La giunta non ha dato alcuna motivazione per tale dissennata decisione, ma c’è chi dice che sia un pretesto per alimentare le proteste e quindi procedere a un nuovo giro di vite contro chi si batte per il ripristino della democrazia.
E’ purtroppo un fatto assodato da tempo in questa giunta il suo mix micidiale di violenza repressiva e pura idiozia. Oltre a derubare il Paese delle sue risorse naturali (gas, petrolio, legname e pietre preziose) svendendole all’estero per poi importare il prodotto raffinato a prezzi insostenibili a lungo termine, i generali al potere sono pure circondati da uno sciame di indovini ... ... che influenzano le loro decisioni che puntualmente si rivelano un disastro per il Paese dal punto di vista economico e sociale.
Già nel 1987 un indovino aveva convinto l’allora leader della giunta Ne Win a dichiarare l’annullamento del valore delle banconote, perché secondo questo idiota le banconote divise in decimali sarebbero state causa di sventure per il Paese. E così da un giorno all’altro milioni di birmani si ritrovarono sul lastrico, visto che non esisteva (e non esiste in pratica neanche oggi) un sistema bancario degno di tal nome e tutti i risparmi erano in contanti e tenuti in casa.
Ovviamente non era stata data la possibilità ai birmani di cambiare le vecchie banconote con le nuove che, sempre secondo il consiglio dell’indovino, sarebbero dovute essere suddivise per i multipli di nove. Allucinante. Dopo qualche anno si è però tornati ai decimali.
L’ultimo esempio dell’idiozia dilagante tra i generali al potere è stata la decisione presa un paio di anni fa di spostare la capitale da Rangoon - Yangon secondo la nuova denominazione decisa dai generali, che hanno anche cambiato il nome del Paese nell’odierno Myanmar - in una località scelta al centro del Paese ma nel bel mezzo della foresta, nel nulla.
Tutti i funzionari che lavoravano nei vari ministeri di Rangoon sono stati obbligati a trasferirsi, altrimenti sarebbero finiti in carcere.
I lavori per costruire da zero il palazzo del governo, i ministeri, gli uffici amministrativi vari, l’aeroporto e le nuove case per i dipendenti pubblici erano già cominciati anni prima nel silenzio assoluto delle autorità.
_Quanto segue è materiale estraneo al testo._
PR #2931, opened 2023-11-17
Force sending the `content` field when creating empty `databricks_workspace_file` resources

alexott:
## Changes

The issue was reported by the customer who used the exporter to migrate the Azure workspace that they exported many empty `__init__.py` files, but couldn't import them because Terraform gave them an error.  The reason for this error is that in API spec the `content` field is marked as `optional` and correspondingly the `omitempty` was generated in Go SDK, but in fact, this field is required by the API.

To work around this problem until the API spec is fixed, the `Content` field was explicitly added to the `ForceSendFields` array to send the empty content.

## Tests

- [x] `make test` run locally
- [x] using Go SDK

### DIFF
--- a/internal/acceptance/workspace_file_test.go
+++ b/internal/acceptance/workspace_file_test.go
@@ -18,6 +18,15 @@ func TestAccWorkspaceFile(t *testing.T) {
 	})
 }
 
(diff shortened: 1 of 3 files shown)


mgyucht (approved):

alexott:
I'm waiting for acceptance tests passing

Nessuno ne sapeva niente.
Il nome scelto per la nuova capitale è Naypyidaw che vuol dire “Il posto dove vivono i re”, altra grande idea del leader della giunta, il 74enne generale Than Shwe.
Naturalmente c’è una spiegazione più razionale a tutto ciò: la paura dei generali di subire un’invasione armata straniera. Rangoon è infatti molto più vulnerabile di una roccaforte situata nel cuore della foresta. Ma fin quando i generali avranno le spalle coperte da Cina e India, i loro maggiori sponsor, ciò non si verificherà mai.
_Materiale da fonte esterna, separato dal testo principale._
PR #2941, opened 2023-11-21
Allow to override built-in `databricks_cluster_policy` resources

### LINKED ISSUE #2935: [FEATURE] Allow to override built-in cluster policies
Databricks UI allows to override built-in cluster policies (based on the cluster families). If we try to do the same with Terraform then we'll get an error like this:

```
Cluster Policy with name `Personal Compute` already exists
```.

We need to support this as the following:

1. If we see an override for built-in cluster policy we need to allow this (kind of a `force` flag for users/service principals)
2. on destroy, we need to only remove the policy override, not remove the policy completely.

### PR DESCRIPTION
**Pull request by alexott**
## Changes

Databricks is shipped with a number of built-in cluster policies that are inherited from the cluster policy families.  For built-in cluster policies we need to provide an override, not the `definition`.  We also need to handle deletes for them differently - just remove the overrides because we can't remove built-in policies.  We also need to distinguish cases when we override built-in policy from cases when we create a new policy based on the cluster policy family.

This PR makes following changes:

* Discovers a list of cluster policies families dynamically instead of relying on hardcoded list of policies
* When creating a new `databricks_cluster_policy`, check if it's built-in policy or not, and if it's built-in, then update it with policy override instead of trying to create.
* When deleting a created `databricks_cluster_policy`, check if it's built-in policy or not, and if it's built-in, then reset policy overrides to empty string to return back to the original state.

This fixes #2935

## Tests

- [x] `make test` run locally
- [x] using Go SDK

### DIFF
--- a/policies/resource_cluster_policy.go
+++ b/policies/resource_cluster_policy.go
@@ -3,11 +3,26 @@ package policies
 import (
 	"context"
 
+	"github.com/databricks/databricks-sdk-go"
 	"github.com/databricks/databricks-sdk-go/service/compute"
 	"github.com/databricks/terraform-provider-databricks/common"
 
 	"github.com/hashicorp/terraform-plugin-sdk/v2/helper/schema"
 )
+
+func isBuiltinPolicyFamily(ctx context.Context, w *databricks.WorkspaceClient, familyId, familyName string) (bool, error) {
+	// Fetch supported policy families, and check against it
+	families, err2 := w.PolicyFamilies.ListAll(ctx, compute.ListPolicyFamiliesRequest{})
+	if err2 != nil {
+		return false, err2
+	}
+	for _, family := range families {
+		if familyId == family.PolicyFamilyId && familyName == family.Name {
+			return true, nil
+		}
+	}
+	return false, nil
+}
 
 // ResourceClusterPolicy ...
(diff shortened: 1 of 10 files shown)

### CODE REVIEW

**Comment by alexott** [comment]
@mgyucht this is required for already merged exporter functionality

File: policies/resource_cluster_policy.go [hunk 1]
```diff
@@ -66,6 +101,9 @@ func ResourceClusterPolicy() *schema.Resource {
 			var request compute.EditPolicy
 			common.DataToStructPointer(d, s, &request)
 			request.PolicyId = d.Id()
+			if request.PolicyFamilyId != "" {
+				request.Definition = ""
```
hectorcast-db, line 105: Why this? Is to fix previously updated definitions?

hectorcast-db (approved):

policies/resource_cluster_policy.go
alexott: The problem is the following:

1. When we override a cluster policy, then we need to use the `policy_override` field, instead of `definition`, otherwise we'll get an error.
2. When we read policy back after creation, this operation also brings back the `definition`
3. When we're trying to update an instance, then if we send the `definition` that we have in state, then we get an error saying that we need to use `policy_override` with cluster policy families.

PR #2388, opened 2023-06-08
Add run_as and run_as_user_name field to job definition 

gaborratky-db:
## Changes

Added read-only runAsUserName field to job definition and write-only runAs field to job settings definition.

## Tests

- [x] `make test` run locally
- [x] relevant change in `docs/` folder
- [ ] covered with integration tests in `internal/acceptance`
- [ ] relevant acceptance tests are passing
- [ ] using Go SDK

PR #2943, opened 2023-11-21
Remove diff suppression for a job's `run_as` block

pietern:
## Changes

Diff suppression meant that once a nested key was set (either `user_name` or `service_principal_name`), it was unable to unset it.  If both are specified, they are ignored. This meant that once a job was configured with a `run_as` user, it was not possible to configure it with a service principal, and vice versa.

Related PRs:
* #2388
* #2626
* #2765

## Tests

The new integration test passes.

- [x] `make test` run locally
- [ ] using Go SDK

### DIFF
--- a/internal/acceptance/job_test.go
+++ b/internal/acceptance/job_test.go
@@ -279,3 +279,23 @@ func TestAccJobRunAsServicePrincipal(t *testing.T) {
 		Template: runAsTemplate(`service_principal_name = "` + spId + `"`),
 	})
 }
+
+func TestAccJobRunAsMutations(t *testing.T) {
+	loadDebugEnvIfRunsFromIDE(t, "ucws")
+	spId := GetEnvOrSkipTest(t, "ACCOUNT_LEVEL_SERVICE_PRINCIPAL_ID")
+	unityWorkspaceLevel(
+		t,
+		// Provision job with service principal `run_as`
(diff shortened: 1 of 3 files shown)


pietern:
@dvkuznietsov Do you recall why you needed to use `suppress_diff` in #2626?

dvkuznietsov:
@pietern run_as is a write-only field with a matching read-only field, run_as_username. We want to diff run_as with run_as_username only if run_as is configured by the customer and suppress_diff seemed appropriate to achieve that, similarly to run_if

alexott (approved):

alexott (approved):

tanmay-db (approved):

pietern:
@dvkuznietsov Thanks for the context. After chatting with @mgyucht about this, we figured making it a computed field is more appropriate, given that there always is a value, and only if the user-specified value is different, do we need to trigger an update. This also means that if you specify a `run_as` block with the identity of the authenticated user, it won't need to update.

mgyucht (approved):

shreyas-goenka:
@pietern Is this fine?
> This also means that if you specify a run_as block with the identity of the authenticated user, it won't trigger an update
I guess the implicit assumption we are making here is in most automation cases the user who created the job is the authentication user.

PR #4578, opened 2025-03-14
[Feature] Add `databricks_disable_legacy_access_setting` resource to disable legacy access methods

willwwt:
## Changes

Add the TF support for setting DisableLegacyAccess.

## Tests

- [x] `make test` run locally
- [ ] using Go SDK


settings/resource_disable_legacy_access_setting.go
```diff
@@ -0,0 +1,39 @@
...
+		t.SettingName = "disable_legacy_access"
+		res, err := w.Settings.DisableLegacyAccess().Update(ctx, settings.UpdateDisableLegacyAccessRequest{
+			AllowMissing: true,
+			Setting:      t,
+			FieldMask:    "disable_legacy_access.value",
+		})
+		if err != nil {
+			return "", err
+		}
+		return res.Etag, err
```
alexott, line 28: it would be easier to understand if we write this as `return res.Etag, nil`

settings/resource_disable_legacy_access_setting_test.go
```diff
@@ -0,0 +1,79 @@
...
+	"github.com/databricks/databricks-sdk-go/apierr"
+	"github.com/databricks/databricks-sdk-go/service/settings"
+	"github.com/databricks/terraform-provider-databricks/common"
+	"github.com/databricks/terraform-provider-databricks/internal/acceptance"
+	"github.com/hashicorp/terraform-plugin-testing/terraform"
+	"github.com/stretchr/testify/assert"
+	"github.com/stretchr/testify/require"
+)
+
+func TestWorkDisableLegacyAccessSetting(t *testing.T) {
```
alexott, line 17: This is really an acceptance test - it should be named `TestAcc`.

alexott (changes requested):
We need to make changes:

1. Add an entry into the `NEXT_CHANGELOG.md` file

Le proteste di questi giorni sono partite dall’iniziativa del Gruppo della 88-Generation Students, formato dagli ormai ex studenti che nel 1988 si sollevarono contro la giunta per il ripristino della democrazia ma furono repressi nel sangue, arrestati e torturati in massa.
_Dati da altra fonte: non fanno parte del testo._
PR #4581, opened 2025-03-17
Aggressive caching for installations with large number of users and groups

rusabd:
## Changes

On the installations with large number of users the provider creates a large number of API calls to the Databricks API leading to slow deployments. Specifically, it runs a search on for each user as a separate API call. The provider also requests all members for each group membership check.

In this change users data provider and group member resource use expiring caches - in our case we halved the default deployment times on existing installation and eliminated Databricks API throttling.

I am also looking for some guidance on how to make this change more generic.

## Tests

We run this provider in production with about 800 users and ~100 groups.

- [x] `make test` run locally
- [x] using Go SDK

### DIFF
--- a/scim/data_user.go
+++ b/scim/data_user.go
@@ -3,25 +3,80 @@ package scim
 import (
 	"context"
 	"fmt"
+	"net/http"
 	"strings"
+	"sync"
+	"time"
 
 	"github.com/databricks/terraform-provider-databricks/common"
+	"github.com/hashicorp/terraform-plugin-log/tflog"
 	"github.com/hashicorp/terraform-plugin-sdk/v2/helper/schema"
 )
+
+
+func NewUsersCache(expiration time.Duration) *UsersCache {
+	return &UsersCache {
+		cache: map[string]User{},
+		mutex: sync.Mutex{},
+		cacheExpiration: expiration,
+		// Make sure the cache is populated on the first read
+		populateTime: time.Time{},
+	}
+}
+
+type UsersCache struct {
+	mutex sync.Mutex
+	cache map[string]User
+	cacheExpiration time.Duration
+	populateTime time.Time
+}
+
+var usersCache *UsersCache = NewUsersCache(time.Second * 60)
+
+func (c *UsersCache) populate(api UsersAPI) error {
+	var users UserList
+	req := map[string]string{}
+	req["excludedAttributes"] = "roles"
+	err := api.client.Scim(api.context, http.MethodGet, "/preview/scim/v2/Users", req, &users)
+	if err != nil {
+		return err
+	}
+	u := users.Resources
+	for _, user := range u {
+		tflog.Info(api.context, fmt.Sprintf("Caching user %s", user.UserName))
+		c.cache[strings.ToLower(user.UserName)] = user
+	}
+	c.populateTime = time.Now()
+	return nil
+}
+
+func (c *UsersCache) Get(api UsersAPI, userName string) (User, error) {
+	// Databricks' search is case-insensitive
+	userName = strings.ToLower(userName)
+
+	c.mutex.Lock()
+	defer c.mutex.Unlock()
+	if time.Since(c.populateTime) > c.cacheExpiration {
+		if err := c.populate(api); err != nil {
+			return User{}, err
+		}
+	}
+
+	tflog.Debug(api.context, fmt.Sprintf("Getting user %s from cache", userName))
+	user, ok := c.cache[userName]
+	tflog.Debug(api.context, fmt.Sprintf("User %s found in cache: %t", userName, ok))
+	if ok {
+		return user, nil
+	}
+
+	return User{}, fmt.Errorf("cannot find user %s", userName)
+}
 
 func getUser(usersAPI UsersAPI, id, name string) (user User, err error) {
 	if id != "" {
 		return usersAPI.Read(id, "userName,displayName,externalId,applicationId")
 	}
-	userList, err := usersAPI.Filter(fmt.Sprintf(`userName eq "%s"`, name), true)
-	if err != nil {
-		return
-	}
-	if len(userList) == 0 {
-		err = fmt.Errorf("cannot find user %s", name)
-		return
-	}
-	user = userList[0]
+	user, err = usersCache.Get(usersAPI, name)
 	return
 }
 
--- a/scim/data_user.go
+++ b/scim/data_user.go
@@ -13,11 +13,10 @@ import (
 	"github.com/hashicorp/terraform-plugin-sdk/v2/helper/schema"
 )
 
-
 func NewUsersCache(expiration time.Duration) *UsersCache {
-	return &UsersCache {
-		cache: map[string]User{},
-		mutex: sync.Mutex{},
+	return &UsersCache{
+		cache:           map[string]User{},
+		mutex:           sync.Mutex{},
 		cacheExpiration: expiration,
 		// Make sure the cache is populated on the first read
 		populateTime: time.Time{},
@@ -25,10 +24,10 @@ func NewUsersCache(expiration time.Duration) *UsersCache {
 }
 
 type UsersCache struct {
-	mutex sync.Mutex
-	cache map[string]User
+	mutex           sync.Mutex
+	cache           map[string]User
 	cacheExpiration time.Duration
-	populateTime time.Time
+	populateTime    time.Time
 }
 
 var usersCache *UsersCache = NewUsersCache(time.Second * 60)
--- a/scim/resource_group_member.go
+++ b/scim/resource_group_member.go
@@ -13,11 +13,10 @@ import (
 	"github.com/hashicorp/terraform-plugin-log/tflog"
 )
 
-
 type GroupMembersInfo struct {
 	initialized bool
 	members     map[string]struct{}
-	lock 	    *sync.Mutex
+	lock        *sync.Mutex
 }
 
 type GroupCache struct {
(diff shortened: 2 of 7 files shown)


alexott (changes requested):
I'm really not sure if the user cache will drastically improve the performance, at least until it's combined with the `databricks_user` resource.  It makes complete sense a caching for group membership.

You need to add an entry to the `NEXT_CHANGELOG.md` file describing your change.

rusabd:
> I'm really not sure if the user cache will drastically improve the performance, at least until it's combined with the `databricks_user` resource. It makes complete sense a caching for group membership.

It turned out to be surprisingly effective in our case — over 70% of the performance improvement came from the user cache. With our large user base, it appears this is primarily due to avoiding throttling.

 
> You need to add an entry to the `NEXT_CHANGELOG.md` file describing your change.
done

rusabd:
@alexott is there anything left to do get this PR accepted? We would prefer to not to use our fork of the provider internally.

alexott:
Do we really need a new dependency if simple map + mutex will work? The run of TF usually isn't so long to justify the need for LRU policies, etc.?

rusabd:
@alexott if it is not desirable, I can remove it. It is handy, but not absolutely necessary.

scim/data_user.go
```diff
@@ -3,25 +3,79 @@ package scim
...
+		mutex:           sync.Mutex{},
+		cacheExpiration: expiration,
+		// Make sure the cache is populated on the first read
+		populateTime: time.Time{},
 	}
-	userList, err := usersAPI.Filter(fmt.Sprintf(`userName eq "%s"`, name), true)
+}
+
+type UsersCache struct {
+	mutex           sync.Mutex
```
alexott: Won't RWMutex be better here?

scim/data_user.go
```diff
@@ -3,25 +3,79 @@ package scim
...
+	cache           map[string]User
+	cacheExpiration time.Duration
```
alexott: Do we really need expiration time? I'm thinking about the lifetime of the cache entries - it should be relatively short. I would also not worry about the size of the cache - even if we have 100s of thousands of objects it's not so huge amount of memory

scim/data_user.go
rusabd: It will. I just went for simpler approach, will change that.

scim/data_user.go
rusabd: TBH, I don't have a good justification for this. We have quite a lot of users, but still not that much - will remove

scim/resource_group_member.go
```diff
@@ -3,21 +3,141 @@ package scim
...
+		tflog.Debug(api.context, fmt.Sprintf("Group %s has %d members", groupID, len(group.Members)))
+		for _, member := range group.Members {
+			memberKey := strings.ToLower(member.Value)
+			groupInfo.members[memberKey] = struct{}{}
+		}
+		groupInfo.initialized = true
+		return groupInfo.members, nil
+	}
+	tflog.Debug(api.context, fmt.Sprintf("Group %s has %d members (cached)", groupID, len(groupInfo.members)))
+	return groupInfo.members, nil
```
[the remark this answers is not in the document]
rusabd: done

scim/resource_group_member.go
```diff
@@ -3,21 +3,141 @@ package scim
...
 
 	"github.com/databricks/databricks-sdk-go/apierr"
 	"github.com/databricks/terraform-provider-databricks/common"
+	"github.com/hashicorp/terraform-plugin-log/tflog"
 )
 
+type GroupMembersInfo struct {
+	initialized bool
+	members     map[string]struct{}
+	lock        *sync.Mutex
```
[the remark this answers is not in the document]
rusabd: done

scim/data_user.go
rusabd: done

scim/data_user.go
rusabd: done

alexott (changes requested):
The user caching doesn't work correctly when we have both data source and users creation/update in the same plan as we populate the cache once, on the first use...

Also, we may need to make the caching customizable - if I only need a few of users, listing of all users could be very expensive in big organizations. In TF exporter I do a listing of user names/user IDs only, and then fetch all necessary details on demand.

To proceed with this PR I suggest to take out the user caching part and leave only group membership caching, and make users caching in a separate PR.

rusabd:
@alexott removed user cache - will make a separate PR for it

alexott (approved):

scim/resource_group_member.go
```diff
@@ -3,21 +3,127 @@ package scim
...
 )
 
+type GroupMembersInfo struct {
+	initialized bool
+	members     map[string]struct{}
+	lock        sync.Mutex
+}
+
+type GroupCache struct {
+	cache map[string]*GroupMembersInfo
```
mgyucht: We are working on a project to support managing workspace-level resources while authenticated at the account-level. When this happens, we will need to make a change here to add the workspace ID to the cache key because group IDs could be duplicated across workspaces. However, this isn't supported yet, so for now we can mark this as such.
```suggestion
	// The mapping of cached members for this group. The cache key is the group ID.
	// TODO: add workspace ID to the cache key when account-level and workspace-level providers are unified.
	cache map[string]*GroupMembersInfo
```
cc @tanmay-db

scim/resource_group_member.go
```diff
@@ -3,21 +3,127 @@ package scim
...
+	}
+	if groupInfo.initialized {
+		memberKey := strings.ToLower(memberID)
+		groupInfo.members[memberKey] = struct{}{}
+	}
+	return err
+}
+
+func hasMember(members map[string]struct{}, memberID string) bool {
+	memberKey := strings.ToLower(memberID)
```
mgyucht: Why do we need to lower-case the member ID? I think this is always a number (though in a string), so I don't think there is a reason to lower-case it here or elsewhere in this file. @alexott does this match your understanding?

scim/resource_group_member.go
```diff
@@ -3,21 +3,127 @@ package scim
...
 	"fmt"
+	"strings"
+	"sync"
 
 	"github.com/databricks/databricks-sdk-go/apierr"
 	"github.com/databricks/terraform-provider-databricks/common"
+	"github.com/hashicorp/terraform-plugin-log/tflog"
 )
 
+type GroupMembersInfo struct {
```
mgyucht: Do these types need to be exported?
```suggestion
// groupMembersInfo is the set of members that belong to a group. Read and write access
// to the underlying members map must be protected by the lock.
type groupMembersInfo struct {
```

scim/resource_group_member.go
```diff
@@ -3,21 +3,127 @@ package scim
...
+	initialized bool
+	members     map[string]struct{}
+	lock        sync.Mutex
+}
+
+type GroupCache struct {
```
mgyucht: Ditto:
```suggestion
// groupCache is a cache of groups to their members by their ID. Access to the cache
// must be protected by the lock.
type groupCache struct {
```

scim/resource_group_member.go
```diff
@@ -3,21 +3,127 @@ package scim
...
+			initialized: false,
+			members:     make(map[string]struct{}),
+			lock:        sync.Mutex{},
+		}
+		gc.cache[groupID] = groupInfo
+	}
+	return groupInfo
+}
+
+func (gc *GroupCache) GetMembers(api GroupsAPI, groupID string) (map[string]struct{}, error) {
```
mgyucht: same, does this need to be exported?
```suggestion
func (gc *GroupCache) getMembers(api GroupsAPI, groupID string) (map[string]struct{}, error) {
```

alexott:
@rusabd please ping me when all necessary changes are done, so I can rerun integration tests

scim/resource_group_member.go
rusabd: I am pretty sure it comes sometimes as email, sure @alexott  can confirm

rusabd:
> @rusabd please ping me when all necessary changes are done, so I can rerun integration tests

@alexott should be fine now

scim/resource_group_member.go
alexott: @rusabd no, the `value` returned by API would be always a number (SCIM ID) as string, like this:

```
        {
          "$ref":"ServicePrincipals/8279988778900481",
          "display":"test-mi",
          "value":"8279988778900481"
        },
        {
          "$ref":"Users/4273874807742774",
          "display":"User",
          "value":"4273874807742774"
        },
```

rusabd: @alexott removed

alexott:
@mgyucht all comments were addressed

scim/resource_group_member.go
```diff
@@ -3,21 +3,128 @@ package scim
...
+	}
+	return err
+}
+
+func hasMember(members map[string]struct{}, memberID string) bool {
+	_, ok := members[memberID]
+	return ok
+}
+
+var globalGroupsCache = newGroupCache()
```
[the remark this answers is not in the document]
rusabd: @alexott would api.client.Config.Host be a sufficient proxy for workspace id? There is no workspace id in this context,  and at least in our setup api.client.Config.Host corresponds to workspace. If not, what would be a good alternative?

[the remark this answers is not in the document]
alexott: it's more a TODO for the future. This change should be made in the client to make sure that the value is cached and we don't call respective REST API on each call... So leave it as-is right now

rusabd:
@mgyucht is there anything else left to do in this PR?

scim/resource_group_member.go
```diff
@@ -3,21 +3,128 @@ package scim
...
+	initialized bool
+	members     map[string]struct{}
+	lock        sync.Mutex
+}
+
+// groupCache is a cache of groups to their members by their ID. Access to the cache
+// must be protected by the lock.
+type groupCache struct {
+	// The mapping of cached members for this group. The cache key is the group ID.
+	// TODO: add workspace ID to the cache key when account-level and workspace-level providers are unified.
```
mgyucht, line 25: cc @tanmay-db as we migrate this non-Go SDK resource to unified provider, we can handle this TODO.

Già un paio di giorni dopo la prima manifestazione tredici importanti attivisti della 88-Generation sono stati arrestati e spariti nel nulla, ma si segnala almeno un altro centinaio di arresti che si aggiunge al migliaio circa di detenuti politici già in carcere da anni; molti attivisti poi si sono dati alla clandestinità.
Ma agli studenti e agli attivisti politici della NLD - la National League for Democracy, il partito di Aung San Suu Kyi - si sono aggiunti i monaci, che anche negli anni scorsi si erano fatti portabandiera di marce e manifestazioni di protesta contro la giunta.
Nonostante “l’invito” del regime a non unirsi alla protesta, migliaia di monaci sfilano ogni giorno da una pagoda all’altra a Rangoon, Mandalay e in molte altre località della Birmania protetti da un cordone di gente che sempre più numerosa scende in piazza.
Marciano con la ciotola del cibo capovolta in segno di rifiuto e disprezzo del regime, soprattutto dopo le sue mancate scuse per le violenze commesse contro alcuni monaci il 6 Settembre a Pakokku in risposta al sequestro di una ventina di soldati tenuti in ostaggio per poche ore dai monaci nel loro monastero e al rogo di qualche auto dell’esercito e polizia nei pressi dello stesso monastero.
Nei giorni scorsi la “Federation of All Burma Young Monks Unions” ha emanato un comunicato esortando il popolo birmano a unirsi coraggiosamente ai monaci e agli studenti nella protesta. Anche un importante poeta, Aung Way, ha esortato tutti gli artisti e poeti birmani a unirsi alla protesta.
Ma se agli studenti, ai monaci, agli intellettuali e a gran parte popolazione si unissero anche i soldati semplici e gli ufficiali di grado inferiore dell’esercito, forse questa volta al regime per sopravvivere non basterà aver ingaggiato le solite squadracce di picchiatori e paramilitari che sono già entrate in azione negli ultimi giorni.
Infatti quasi ogni famiglia birmana ha un proprio membro nell’esercito o nella polizia ma solo la cricca legata ai generali del SPDC - State Peace and Development Council, il nome della giunta al potere - si è veramente arricchita alle spalle del resto del Paese.
Per ora non c’è ancora stata la solita brutale reazione sanguinaria del regime e non è ancora stato dichiarato ufficialmente lo stato di emergenza, ma a Rangoon e dintorni sono arrivati molti soldati di rinforzo armati di tutto punto e c’è chi dice che lo stato d’emergenza sia stato dichiarato in segreto nella nuova capitale Naypyidaw per autorizzare le autorità regionali e locali a mantenere sotto controllo le dimostrazioni anche sparando alla folla se necessario. Si dice anche che in qualche ospedale di Rangoon e zone limitrofe sia stato dato l’ordine di mandar via tutti i pazienti.
Non si sa quindi ancora che piega prenderanno gli eventi ma queste proteste, che continuano ogni giorno da più di un mese, rappresentano un fatto molto importante e andrebbero sostenute da tutti i cosiddetti Paesi civili e democratici.
Per esempio sospendendo immediatamente il corso di formazione in diritto umanitario, diritti umani e diritto dei conflitti armati previsto in Ottobre presso l'Istituto Internazionale di Diritto Umanitario di Sanremo, con la partecipazione di funzionari del regime birmano; un corso organizzato e finanziato dal nostro Governo in barba al divieto di ospitare nei Paesi UE funzionari della giunta militare con un grado superiore a caporale.
Così, tanto per cominciare in casa nostra.